Morganella morganii is intrinsically resistant to a wide range of antibiotics and is increasingly being reported worldwide.

Methods

A total of five M. morganii isolates were obtained from five patients at three hospitals in Myanmar between Sept. 2023 and Oct. 2024. Minimum inhibitory concentrations (MICs) were determined using the broth microdilution method. Genomic DNA was extracted and sequenced on the next generation sequencer. Drug-resistant factors were determined and the genetic environments surrounding carbapenemase and 16S rRNA methylase genes were analyzed. A phylogenetic tree was constructed using forty-six M. morganii subsp. morganii genome sequences, including the five isolates from Myanmar.

Results

One isolate harbored both blaNDM−1 and armA. This isolate was resistant to imipenem (MIC: 16 µg/ml) but susceptible to meropenem (MIC: 1 µg/ml).

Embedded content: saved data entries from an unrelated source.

PR #976, opened 2024-02-09
AG-10429 Add handling of parallel and stale lazy load requests

lsjroberts:
https://ag-grid.atlassian.net/browse/AG-10429

Also refactors it to use the other throttling method and an event model instead of awaiting (internally, exposed api is still a promise).


alantreadway (approved):
LGTM

PR #978, opened 2024-02-09
AG-10409 Add new region-based input handling

olegat:

Currently only the legend uses this new design as a PoC. The remaining interaction listeners will be migrated once we are satisfied with this.


packages/ag-charts-community/src/chart/interaction/interactionManager.ts
```diff
@@ -167,6 +190,37 @@ export class InteractionManager extends BaseManager<InteractionTypes, Interactio
...
     }
 
+    private makeRegion(name: RegionName): InteractionRegion {
+        return {
+            name,
+            listeners: new Listeners<InteractionTypes, (event: InteractionEvent<InteractionTypes>) => void>(),
+        };
+    }
+
+    public addRegion(name: RegionName, node: BBoxProvider): ObservableRegion {
```
alantreadway: I think this is complex enough to warrant living distinctly from `InteractionManager`? `RegionManager` as a concept seems good to me?

packages/ag-charts-community/src/chart/interaction/interactionManager.ts
```diff
@@ -167,6 +190,37 @@ export class InteractionManager extends BaseManager<InteractionTypes, Interactio
...
+        const region = this.makeRegion(name);
+        const interactionManager = this;
+        this.regions.add(region, node);
```
alantreadway: How should region bboxes get updated - the legend position could change on every re-layout, so we need to be able to update the bbox positions frequently in common scenarios?

packages/ag-charts-community/src/chart/interaction/interactionManager.ts
lsjroberts: Yeah I'd agree with this, it would be good to keep the interaction manager focused on just simple interaction events as much as possible.

packages/ag-charts-community/src/chart/interaction/interactionManager.ts
olegat: I don't think that the region manager needs to worry about that because `node: BBoxProvider` is just an interface for a scene `Node`. It accesses the bounding box through `computeBBox()` and the scene-graph manages update/caching of these boxes based on the nodes' dirty states.

packages/ag-charts-community/src/chart/interaction/interactionManager.ts
olegat: ACK.

olegat: I can move some functionality into a new `RegionManager` class, but the internal wrapper class in `InteractionManager.addRegion` needs to stay because it needs to know the exact type of the handler. Moving that wrapper class into `RegionManager` would require us to move types like `InteractionTypes` and `InteractionHandler<T>` into a new file to avoid circular imports.

olegat:
Note: This PR adds & reverts changes to several files such as _interactionManager.ts_. To preserve git-blame, I recommend squashing this PR instead of merging.

packages/ag-charts-community/src/chart/interaction/interactionManager.ts
```diff
@@ -4,17 +4,20 @@ import { Logger } from '../../util/logger';
...
-    | 'dblclick'
-    | 'contextmenu'
-    | 'hover'
-    | 'drag-start'
-    | 'drag'
-    | 'drag-end'
-    | 'leave'
-    | 'page-left'
-    | 'wheel';
+export const InteractionTypesArray = [
```
alantreadway: Nit: As this isn't a type, maybe rename to `INTERACTION_TYPES` (`Array` seems redundant)?

packages/ag-charts-community/src/chart/legend.ts
```diff
@@ -231,10 +231,12 @@ export class Legend extends BaseProperties {
         this.item.marker.parent = this;
 
         const animationState = InteractionState.Default | InteractionState.Animation;
+        const region = ctx.regionManager.addRegion('legend', this.group);
```
alantreadway, line 234: Side-note: `Group`s don't have a defined `BBox`, it's aways derived by calculating the super-set `BBox` for all of its descendants - we may want to do something to optimise/cache the `BBox` calculation here.

alantreadway (approved):
This is starting to look good :tada: Let's get feedback from others too, but LGTM if you can address the one nit :+1:

lsjroberts (approved):
Looks great.

It's a lot nicer than the `pointerInsideLegend` stuff.

Would the intention in the future be to extract `Legend.getDatumForPoint()` out into nested regions for each legend item?

packages/ag-charts-community/src/chart/interaction/interactionManager.ts
iMoses: these are the places where I wonder if we're not abusing the language a bit just do to what enums provide for free. any objections about using an enum here?

olegat: Generally I prefer strings than enums for several reasons:
1. Code readability: enums tend to be more verbose (`InteractionTypes.Leave` vs. `'leave'`)
2. Strings are more debuggable because the debugger just shows enums as numbers.
3. String unions typing is (apparently) more strictly enforced.

In fact, I just quickly tested out enums and it looks like the compiler does not distinguish between numbers and enums at all:

```typescript
enum MyTypeEnum {
    One = 1,
    Two = 2,
}

type RankedType<T extends MyTypeEnum> = {
    type: T;
    rank: number;
};

const myRank: RankedType<MyTypeEnum> = { type: 8, rank: MyTypeEnum.One };
```

This example replicates a realistic scenario where the programmer was accidentally swapped around the `type` and `rank` values. However, this code compiles just fine despite the fact that `8` is not a valid `MyTypeEnum`. This is definitely undesirable.

packages/ag-charts-community/src/chart/legend.ts
olegat: Hmm. I was under the impression that the `Group` class would only recalculate the `BBox` if the translation is dirty. If that's not the case, then we should certainly consider improving the scene-graph to cache this calculation.

In any case, I don't think that this is a blocker for the PR. The current implementation of the legend already relies on `Group.computeBBox()`, so we shouldn't see any significant performance regression.

olegat:
> Looks great.
> 
> It's a lot nicer than the `pointerInsideLegend` stuff.
> 
> Would the intention in the future be to extract `Legend.getDatumForPoint()` out into nested regions for each legend item?

Yes I agree. There was some discussion around using the scene-graph's hierarchy v.s. writing a new tree-structure for this. Until a decision is made, I've kept the region look-up code as simple as possible (just looping through an array of b-boxes). But nested regions would certainly be the next thing to consider 👍

packages/ag-charts-community/src/chart/legend.ts
alantreadway: Agree, no need to fix immediately - but once we get to the series-area case we will need it to start to address performance concerns :+1:

PR #984, opened 2024-02-12
AG-10409 Listen for legend click events during animation

olegat:
This resolves a bug where the 'dblclick' events would not get broadcasted to the legend's listener.


alantreadway (approved):
LGTM

PR #987, opened 2024-02-13
AG-9928 Fix legend cursor updates during animation

olegat:
https://ag-grid.atlassian.net/browse/AG-9928

Depends on https://github.com/ag-grid/ag-charts/pull/978


olegat:
Note: This PR includes a merge commit to resolve code-review conflicts from https://github.com/ag-grid/ag-charts/pull/978.

I recommend using the squash & merge mode for this PR

packages/ag-charts-community/src/chart/legend.ts
```diff
@@ -897,8 +898,24 @@ export class Legend extends BaseProperties {
 
     private handleLegendMouseExit(_event: InteractionEvent<'leave'>) {
         this.ctx.cursorManager.updateCursor(this.id);
-        this.ctx.highlightManager.updateHighlight(this.id);
         this.ctx.tooltipManager.removeTooltip(this.id);
+        // Updating the highlight can interrupt animations, so only clear the highlight if the chart
+        // is in a state when highlighting is possible.
+        if (this.ctx.interactionManager.getState() === InteractionState.Default) {
```
alantreadway, line 904: I think this might be the wrong way around to deal with this.

Specifically, if I move the pointer from one legend item to another during an animation (and the pointer is stationary at the end of the animation), I would expect that the highlight should be applied immediately after the animation.

The proposed approach loses the fact the highlight is changed, due to the events effectively being dropped.

We probably need to be able to buffer the most recent event, and once the `InteractionState` returns to `Default` then emit it.

PR #988, opened 2024-02-13
Fixes to minichart when updating data, disables legend events for minichart series

jacobp100:
https://ag-grid.atlassian.net/browse/AG-10675
https://ag-grid.atlassian.net/browse/AG-10653


packages/ag-charts-community/src/chart/chart.ts
```diff
@@ -1647,14 +1659,30 @@ export abstract class Chart extends Observable implements AgChartInstance {
...
         }
 
+        const oldGrouping = target.seriesGrouping;
         if (seriesGrouping) {
             target.seriesGrouping = { ...target.seriesGrouping, ...(seriesGrouping as SeriesGrouping) };
         }
+
+        // This probably shouldn't be in this part of the flow
+        // However, the chart won't have access to the previous series grouping value to do this
+        if (applyLayers) {
```
jacobp100: I feel this definitely shouldn't exist here - but there's no way for a series to communicate to a chart that its grouping has changed. Maybe something like this:-

```ts
interface SeriesDelegate<T> {
    seriesGroupingDidChange: (series: Series<T>, oldValue?: SeriesGrouping) => void;
}

class Series<T> {
    delegate: SeriesDelegate?

      @ActionOnSet<Series<TDatum, TLabel>>({
        changeValue: function (newVal, oldVal) {
            this.onSeriesGroupingChange(oldVal, newVal);
            this.delegate?.seriesGroupingDidChange(this, oldVal)
        },
    })
    seriesGrouping?: SeriesGrouping = undefined;
}
```

Then the chart just has to implement `SeriesDelegate` and assign itself as the delegate to each series

Thoughts?

iMoses: From conversations I has with Alan it seems that we are heading towards using a centralized events-hub, which we'd like to use consistently as a mean of communication between modules as it promotes decoupling and provides easy access points to react to in future development.
So I'd go with managing it using events...

packages/ag-charts-community/src/chart/chart.ts
```diff
@@ -1405,10 +1405,13 @@ export abstract class Chart extends Observable implements AgChartInstance {
...
         let seriesStatus: SeriesChangeType = 'no-op';
         if (processedOptions.series && processedOptions.series.length > 0) {
-            seriesStatus = this.applySeries(this, processedOptions);
+            seriesStatus = this.applySeries(this, processedOptions, oldOpts, true);
             forceNodeDataRefresh = true;
         }
-        if (this.applyAxes(this, completeOptions, seriesStatus)) {
+        if (seriesStatus === 'replaced') {
+            this.resetAnimations();
+        }
```
alantreadway, line 1435: We can't do this as it impacts Integrated Charts use-cases.

packages/ag-charts-community/src/chart/chart.ts
alantreadway: Let sync on the need for this change, it's quite high risk and impacts correctness of stacking, grouping and Integrated Charts use cases?

packages/ag-charts-community/src/chart/chart.ts
alantreadway: Discussed offline: Moved from elsewhere, so this is a non-issue.

alantreadway (approved):
LGTM

PR #991, opened 2024-02-13
AG-9794 Fix listener cursor not clearing when moving outside series area

olegat:
https://ag-grid.atlassian.net/browse/AG-9794

Blocked by https://github.com/ag-grid/ag-charts/pull/978


alantreadway:
Looks risky regarding the use of  the `Group` of `seriesArea`, given the `BBox` of `Group`s aren't cached - let's consider this post-release.

PR #998, opened 2024-02-13
AG-10433 Add data source example to zoom docs

lsjroberts:
https://ag-grid.atlassian.net/browse/AG-10433
https://ag-grid.atlassian.net/browse/AG-10432

Adds a `dataSource` example to the zoom docs.

Also fixes a bug with lazy load erratically appearing, presumably due to an update conflict since it was attached to `layout-complete`, when it was effectively occuring at the `layout-start` stage previously.

Also adds a translucent background to the lazy load overlay after feedback (with a minimal overlay example on the overlays docs).

Also improves a few issues with the zoom docs.


alantreadway (approved):
LGTM

PR #999, opened 2024-02-13
AG-10630 - Fix grouped category axis with overlapping labels.

alantreadway:
https://ag-grid.atlassian.net/browse/AG-10630

Fixes overlapping leaf-node label rendering when available band-width is smaller than the label height - we now render every N labels.

Bonus:
- Splits `grouped-category` axis tests into their own suite, adds a regression test-case for this bug.

Before fix:
Screenshot 2024-02-13 at 17 17 29

After fix:
Screenshot 2024-02-13 at 17 17 59


lsjroberts (approved):
LGTM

Whole genome sequencing revealed that blaNDM−1 and armA were located in close proximity on the chromosome of M. morganii strain YGH122, with the genetic region flanked by the two IS26 elements. Twenty-four strains deposited in GenBank carry the identical IS26-flanked genetic structure.

Conclusions

This is the first report of a clinical M. morganii isolate co-harboring blaNDM−1 and armA in Myanmar. These genes located on chromosome with the genetic region flanked by the two IS26 elements. The presence of this structure suggests the possibility of horizontal co-transfer of these resistance genes from other Enterobacterales, such as Escherichia coli and Klebsiella pneumoniae.